If only hydraulic control is provided for such an isolating valve, a valve configuration according to another aspect of the present invention ensures in a simple way that, in the introductory phase of a braking operation, first the brake circuit of the driven vehicle wheels and only thereafter the brake circuit of the non-driven vehicle wheels is activated. This feature has the advantages that, in a vehicle driven via the rear wheels, the wheel brakes of the rear-axle brake circuit are first utilized to a greater extent for exerting the brake force than the front-wheel brakes in the introductory phase of braking, as a result, a relatively careful treatment of the front-wheel brakes can be achieved without a loss of exertion of brake force having to be accepted.
It is another advantage of the present invention also with regard to the brake circuit of the non-driven vehicle wheels that a bypass flow path parallel to the isolating valve and with a non-return valve is provided, via which brake pressure can be fed into the brake circuit in the event of a malfunction of the isolating valve.
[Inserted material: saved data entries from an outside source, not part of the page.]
PR #1057, opened 2024-05-27
Solution

YevaYe:


app/main.py
```diff
@@ -2,4 +2,51 @@ class Cargo:
     def __init__(self, weight: int) -> None:
         self.weight = weight
 
-# write your code here
+
+class BaseRobot:
+    def __init__(self, name: str, weight: int, coords: list = None) -> None:
+        self.name = name
+        self.weight = weight
+        self.coords = coords if coords is not None else [0, 0]
```
DevSpaciX, line 10: You can simplify your code using operator `or`

app/main.py
```diff
@@ -2,4 +2,51 @@ class Cargo:
...
+
+    def go_left(self, step: int = 1) -> None:
+        self.coords[0] -= step
+
+    def get_info(self) -> str:
+        return f"Robot: {self.name}, Weight: {self.weight}"
+
+
+class FlyingRobot(BaseRobot):
+    def __init__(self, name: str, weight: int, coords: list = None) -> None:
```
DevSpaciX, line 29: 1. Same with `coords` here ) You can write in default param your check on line 30-31 but using operator `or`
3.List of what data type can be ?

DevSpaciX (changes requested):

app/main.py
```diff
@@ -2,4 +2,51 @@ class Cargo:
...
+        super().__init__(name, weight,
+                         coords if coords is not None else [0, 0, 0])
```
DevSpaciX, line 31: Same with `coords` here ) You can write in default param your check but using operator `or`

app/main.py
```diff
@@ -2,4 +2,52 @@ class Cargo:
...
+    def go_left(self, step: int = 1) -> None:
+        self.coords[0] -= step
+
+    def get_info(self) -> str:
+        return f"Robot: {self.name}, Weight: {self.weight}"
+
+
+class FlyingRobot(BaseRobot):
+    def __init__(self, name: str, weight: int,
+                 coords: list | tuple = None) -> None:
```
DevSpaciX, line 31: It can be `None` instead of `tuple` ) If Your default param `None` , it can be `None` right ?)

DevSpaciX (approved):

PR #1058, opened 2024-05-27
'Solution'

Irina17191:


app/main.py
```diff
@@ -1,5 +1,66 @@
...
+        return f"Robot: {self.name}, Weight: {self.weight}"
+
+
+class FlyingRobot(BaseRobot):
+    def __init__(self, name: str,
+                 weight: int,
+                 coords: list[int] | None = None) -> None:
+        if coords is None:
+            coords = [0, 0, 0]
+        super().__init__(name, weight, coords)
```
DevSpaciX, line 42: Same with `coords` here ) You can write in default param your check but using operator `or`

DevSpaciX (changes requested):

app/main.py
Irina17191: I got, thank you!)

PR #1064, opened 2024-05-28
'Solution'

Oleh323:


DevSpaciX (changes requested):

app/main.py
```diff
@@ -1,5 +1,64 @@
...
+    def go_down(self, step: int = 1) -> None:
+        self.coords[2] -= step
+
+
+class DeliveryDrone(FlyingRobot):
+    def __init__(self, name: str,
+                 weight: int,
+                 max_load_weight: int,
+                 current_load: Cargo,
+                 coords: list = [0, 0, 0]) -> None:
```
DevSpaciX, line 54: It was good I mean `coords: list[int] | None = None` will be better , no ?

DevSpaciX (approved):

PR #1065, opened 2024-05-28
delivery-drone solution

DimaYankovskiy:


app/main.py
```diff
@@ -2,4 +2,68 @@ class Cargo:
...
+class FlyingRobot(BaseRobot):
+    def __init__(
+            self,
+            name: str,
+            weight: int,
+            coords: list = None
+    ) -> None:
+        if not coords:
+            coords = [0, 0, 0]
+        super().__init__(name, weight, coords)
```
DevSpaciX, line 42: You can put coords right in `super` method using operator `or`

app/main.py
```diff
@@ -2,4 +2,68 @@ class Cargo:
...
+
+
+class DeliveryDrone(FlyingRobot):
+    def __init__(
+            self,
+            name: str,
+            weight: int,
+            max_load_weight: int,
+            current_load: Cargo,
+            coords: list = None
```
DevSpaciX, line 58: `coords: list[int] | None = None` will be better , no ?

DevSpaciX (changes requested):

DevSpaciX (approved):

PR #1067, opened 2024-05-28
Solution

NikitaNikolaitsev:


app/main.py
```diff
@@ -2,4 +2,61 @@ class Cargo:
...
 
-# write your code here
+
+class BaseRobot:
+    def __init__(
+            self, name: str, weight: int, coords: list = None
+    ) -> None:
+        self.name = name
+        self.weight = weight
+        self.coords = coords if coords else [0, 0]
```
DevSpaciX, line 12: You can use operator `or` and it will be more cleaner imho

app/main.py
```diff
@@ -2,4 +2,61 @@ class Cargo:
...
+
+class DeliveryDrone(FlyingRobot):
+
+    def __init__(
+            self,
+            name: str,
+            weight: int,
+            max_load_weight: int,
+            current_load: int,
+            coords: list = None
```
DevSpaciX, line 50: 1.Also think what type coords can be besides list

DevSpaciX (changes requested):

app/main.py
NikitaNikolaitsev: I have no ideas for implementing

app/main.py
```diff
@@ -2,4 +2,61 @@ class Cargo:
...
 
-# write your code here
+
+class BaseRobot:
+    def __init__(
+            self, name: str, weight: int, coords: list = None  # IDK
+    ) -> None:
+        self.name = name
+        self.weight = weight
+        self.coords = coords or [0, 0]  # you mean this?
```
DevSpaciX, line 12: Yeah , I mean this

app/main.py
DevSpaciX: I mean `coords : list[int] | None = None` : )

app/main.py
```diff
@@ -2,4 +2,61 @@ class Cargo:
...
+        self.coords[0] -= step
+
+    def get_info(self) -> str:
+        return f"Robot: {self.name}, Weight: {self.weight}"
+
+
+class FlyingRobot(BaseRobot):
+
+    def __init__(self, name: str, weight: int, coords: list = None) -> None:
+        super().__init__(name, weight, coords if coords else [0, 0, 0])
```
DevSpaciX, line 33: Why you did not  use `or` like on line 12 ?

DevSpaciX (changes requested):

DevSpaciX (approved):
Great !

PR #1070, opened 2024-05-28
Done task!

TkachukTara:


app/main.py
```diff
@@ -3,3 +3,58 @@ def __init__(self, weight: int) -> None:
...
+        self.coords[2] += step
+
+    def go_down(self, step: int = 1) -> None:
+        self.coords[2] -= step
+
+
+class DeliveryDrone(FlyingRobot):
+    def __init__(self, name: str, weight: int,
+                 max_load_weight: int,
+                 current_load: int, coords: list = None) -> None:
```
DevSpaciX, line 48: `coords: list[int] | None = None` will be better , no ?

app/main.py
```diff
@@ -3,3 +3,58 @@ def __init__(self, weight: int) -> None:
...
+        if coords is None:
```
DevSpaciX, line 49: I think you do not need it here , am I wrong ?

app/main.py
```diff
@@ -3,3 +3,58 @@ def __init__(self, weight: int) -> None:
...
 
 # write your code here
+
+
+class BaseRobot:
+    def __init__(self, name: str, weight: int, coords: list = None) -> None:
+        self.name = name
+        self.weight = weight
+        if coords is None:
+            coords = [0, 0]
```
DevSpaciX, line 13: You can write it in one line using operator `or`

DevSpaciX (changes requested):

app/main.py
```diff
@@ -3,3 +3,56 @@ def __init__(self, weight: int) -> None:
...
+
+    def get_info(self) -> str:
+        return f"Robot: {self.name}, Weight: {self.weight}"
+
+
+class FlyingRobot(BaseRobot):
+    def __init__(self, name: str, weight: int,
+                 coords: list[int] | None = None) -> None:
+        if coords is None:
+            coords = [0, 0, 0]
```
DevSpaciX, line 35: Why you did not optimize the code as you did on line 13 ?)

DevSpaciX (changes requested):
Optimize pls that little mistake : )

app/main.py
```diff
@@ -3,3 +3,55 @@ def __init__(self, weight: int) -> None:
...
+class DeliveryDrone(FlyingRobot):
+    def __init__(self, name: str, weight: int,
+                 max_load_weight: int,
+                 current_load: int, coords: list[int] | None = None) -> None:
+        super().__init__(name, weight, coords)
+        self.max_load_weight = max_load_weight
+        self.current_load = current_load
+
+    def hook_load(self, cargo: Cargo) -> None:
+        if self.current_load is None and cargo.weight <= self.max_load_weight:
```
Oleg-s-s, line 53: Your way is correct, but in python we can write shorter
```suggestion
        if not self.current_load and cargo.weight <= self.max_load_weight:
```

As a result of a mode of the activation of the low-pressure pump and changeover of the ASR-function control valve and, if appropriate, of the isolating valve into their blocking positions according to still a further aspect of the present invention, a preliminary pressure loading of the brake circuits can be initiated even before the driver actuates the brake pedal. As an indication that braking is to take place, the logical linkage of a signal characteristic of the basic position of the accelerator pedal with a signal characteristic of a minimum driving speed is used because this signal combination occurs with predominant probability only when the driver takes his foot off the accelerator pedal in order subsequently to brake. It is possible in this way t gain up to 200 ms which can be utilized for the preliminary pressure loading of the brake circuits.
In the same situation, an even earlier activation of the low-pressure pump and of the ASR-function control and isolating valves is possible if, instead of a signal characteristic of the end position, a signal indicating a change of position of the accelerator pedal is generated, as provided according to another feature of the system of the present invention.
At all events, it is expedient if an activation of the low-pressure pump and of the ASR-function control valve and, if appropriate, of the isolating valve, which is based in this way on indications, is canceled again after a time period tv. A typical duration of this time period is between 200 ms and 500 ms.